Batch Normalization
Normalizes each layer’s inputs across the batch to have mean 0 and variance 1, then applies learnable scale (γ) and shift (β) parameters. This stabilizes the distribution of activations, enabling faster training and higher learning rates.
# Batch normalization
μ = mean(batch)
σ² = variance(batch)
x̂ = (x - μ) / √(σ² + ε)
y = γ × x̂ + β # learnable params
# Placed after linear/conv layer,
# before activation function
Residual Connections (Skip Connections)
He et al. (2015) introduced ResNet with a simple idea: instead of learning y = F(x), learn y = F(x) + x. The “+x” is a skip connection that lets gradients flow directly through the network.

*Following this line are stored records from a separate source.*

PR #910, opened 2023-08-03
lib/std/io: Add File.readbytes and File.writebytes

OdnetninI:
It is very common when reading files (using fread) to not read the full file.
Depending on the specific implementation, you can end up with a bigger buffer than the data you want to read.

This patch adds File.readbytes and File.writebytes for these cases.
File.read and File.write reamin identical.

In the case that the amount of bytes to read or write is larger than the buffer, then IoError.OVERFLOW is returned.

### DIFF
--- a/lib/std/io/io_file.c3
+++ b/lib/std/io/io_file.c3
@@ -95,11 +95,22 @@ fn bool File.eof(self) @inline
 }
 
 /**
+ * @require self.file `File must be initialized`
  * @param [in] buffer
  */
 fn usz! File.read(self, char[] buffer)
 {
-	return os::native_fread(self.file, buffer);
+	return os::native_fread(self.file, buffer, buffer.len);
+}
+
+/**
+ * @require self.file `File must be initialized`
+ * @param [in] buffer
+ */
+fn usz! File.readbytes(self, char[] buffer, usz size)
+{
+	if (size > buffer.len) return IoError.OVERFLOW?;
+	return os::native_fread(self.file, buffer, size);
 }
 
 /**
@@ -108,7 +119,17 @@ fn usz! File.read(self, char[] buffer)
  */
 fn usz! File.write(self, char[] buffer)
 {
-	return os::native_fwrite(self.file, buffer);
+	return os::native_fwrite(self.file, buffer, buffer.len);
+}
+
+/**
+ * @param [out] buffer
+ * @require self.file `File must be initialized`
+ */
+fn usz! File.writebytes(self, char[] buffer, usz size)
+{
+	if (size > buffer.len) return IoError.OVERFLOW?;
+	return os::native_fwrite(self.file, buffer, size);
 }
 
 /**
--- a/lib/std/io/os/file_libc.c3
+++ b/lib/std/io/os/file_libc.c3
@@ -70,14 +70,14 @@ fn usz! native_ftell(CFile file) @inline
 	return index >= 0 ? (usz)index : file_seek_errno()?;
 }
 
-fn usz! native_fwrite(CFile file, char[] buffer) @inline
+fn usz! native_fwrite(CFile file, char[] buffer, usz size) @inline
 {
-	return libc::fwrite(buffer.ptr, 1, buffer.len, file);
+	return libc::fwrite(buffer.ptr, 1, size, file);
 }
 
-fn usz! native_fread(CFile file, char[] buffer) @inline
+fn usz! native_fread(CFile file, char[] buffer, usz size) @inline
 {
-	return libc::fread(buffer.ptr, 1, buffer.len, file);
+	return libc::fread(buffer.ptr, 1, size, file);
 }
 
 macro anyfault file_open_errno() @local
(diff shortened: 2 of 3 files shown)


lerno:
Actually this is less of a problem than one might think with the current construct. Let's say you have a buffer with 256 bytes and you only want to read 16:
```c
char[] buffer = ... // Get the buffer in some way.
file.read(buffer); // This would read all.
file.read(buffer[:16]); // This would read up to 16 because we pass a slice from the first buffer which is only 16 bytes.
```

lerno:
If it is necessary to add such a method, then using default arguments is probably better:
```c
fn usz! File.read(self, char[] buffer, usz max = 0)
{
   return os::native_fread(self.file, max ? buffer[:max] : buffer);
}
```

OdnetninI:
The second solution is bassicaly identical to the first one but with the slicing hidden by the library function (I think it is dirtier).
Personally I am not a big fan of array slicing, but I can see how they can be useful.
Also, that solution is cleaner as you don't need an additional check for if it goes out of bounds.

I am not sure if this approach is the correct solution for these cases.
If I find any case when slicing is not possible, I will reopen this discussion.

lerno:
I think a `limit` could probably be nice actually, One thing one might think about a bit would be if the `limit` is greater than the  buffer `len`.

Is this (a) an error or (b) fine, and then the limit would automatically adjust to being the same as the buffer length.

I think the latter might certainly come in handy at times, but I am afraid such behaviour could hide bugs, like you think
`file.read(foo, 16)` is going to read up to 16 bytes, and reading less you assume it's because there is nothing more left to read, but the actual reason is the buffer was too small. One could imagine the code wasn't even clear at the location that this might happen, e.g:

```c
while (true)
{
  usz read = file.read(buffer, max_read)!;
  if (read < max_read) 
  {
     finalize_read(buffer[:read]);
  }  
  add_read(buffer[:max_read]);
}
```
If one would pick the latter behaviour it would not be obvious that this code is assuming `buffer.len >= max_read` in order to work correctly.

But again that depends on what usage is the more common one.

OdnetninI:
Agree, an optional limit could be a cool feature.

I have done a quick search of fread usages and I see the folowing:
- Reading a byte
- Reading a magic (typically 4 bytes)
- Reading the full file
- Reading an stuct (like a file header)
- Reading an arbitrary set of bytes depending on a previously read value or an input from other file/user

I have also seen that sometimes just a hardcoded value is readed, but it can be covered with the curretn array slicing approach.

How do we read structs easily with the current implementaton?

It would be great to do something like:

```C
struct SavedData {
....
} 
```

```C
File file = open(....);
SavedData data_from_file;
file.read(data_from_file); // or file.read(&data_from_file);
```

pierrec:
For this use case, I use the LimitReader to read X amount of bytes into a buffer and a custom macro to load the buffer's data into the struct. From there I can check the magic number and other parameters. No need to anything else specific.

The macro is something like this (geared towards little endian numbers):
```
/**
 * Unsafely load the content of buf into s.
 * @require $typeof(s).kindof == POINTER
 * @require $typeof(buf).kindof == SUBARRAY && buf.len <= $typefrom($typeof(s).inner).sizeof
 **/
macro read_struct(s, buf)
{
	var $Type = $typefrom($typeof(s).inner);
	$foreach ($m : $Type.membersof)
		$if $m.kindof == UNSIGNED_INT:
			$switch ($m.sizeof)
			$case 1:
				s.$eval($m.nameof) = buf[0];
			$case 2:
				s.$eval($m.nameof) = bitorder::read(buf, UShortLE);
			$case 4:
				s.$eval($m.nameof) = bitorder::read(buf, UIntLE);
			$case 8:
				s.$eval($m.nameof) = bitorder::read(buf, ULongLE);
			$endswitch
			buf = buf[$m.sizeof..];
		$endif
	$endforeach
}
```

OdnetninI:
I get the idea of the macro, and for several scenarios, it will work perfectly fine.

But for simple structs with no checks, I was thinking that the C version is much simple and direct:
```C
struct Data data;
fread((char*)&data, 1, sizeof(struct Data), file);
```

lerno:
Yeah, note that we could consider a simple function like this:
```c
macro usz! read_data(self, reference)
{
   char[] buffer = ((char*)reference)[:$sizeof(*reference)];
   return read(self, buffer);
}
```
Now we can do:
```c
Data data;
file.read_data(&data)!;
```

OdnetninI:
I like that one!!
I am thinking that we should check if we read enough data to fill the "reference"... but in that case read_data will return EOF or other errors... So, it should be fine.

I was wondering if this should be inside the stdlib or not..
Either of the case, I think this is common enough... but probably it will be enough adding it as an example in the docs???

lerno:
I think this is a stdlib feature.

OdnetninI:
Then, is it fine as a macro, or should it be a function?

lerno:
Probably better as a function:
```c
fn usz! Fileread_data(self, any ref)
{
   char[] buffer = ((char*)ref.ptr)[:ref.type.sizeof];
   return self.read(buffer);
}
```

OdnetninI:
I have some data and structs to test it.
If you want I can do it and get back to you.

lerno:
That's good then. Maybe it should be renamed `read_any`, `read_value` or something. I don't know what's the best.

OdnetninI:
Maby read_any is better?
read_value seems like it is going to read only one value of the struct.

lerno:
I added read_any / write_any now.

OdnetninI:
I can confirm it passed my test :)
(checked with the "[Fix void[] -> char[] cast.]" commit).

lerno:
Feel free to add unit tests if you want!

This solved the degradation problem — deeper networks were performing worse than shallow ones before ResNets.
# Residual block
output = F(x) + x # skip connection
# If F(x) learns nothing useful,
# the block just passes x through.
# Worst case: identity mapping.
# This makes depth "free" — adding
# layers can only help, never hurt.
ResNet enabled 152-layer networks that outperformed 20-layer networks. Before ResNets, networks deeper than ~20 layers actually got worse. Skip connections are now used everywhere — transformers, U-Nets, diffusion models. They’re arguably the most important architectural innovation in deep learning.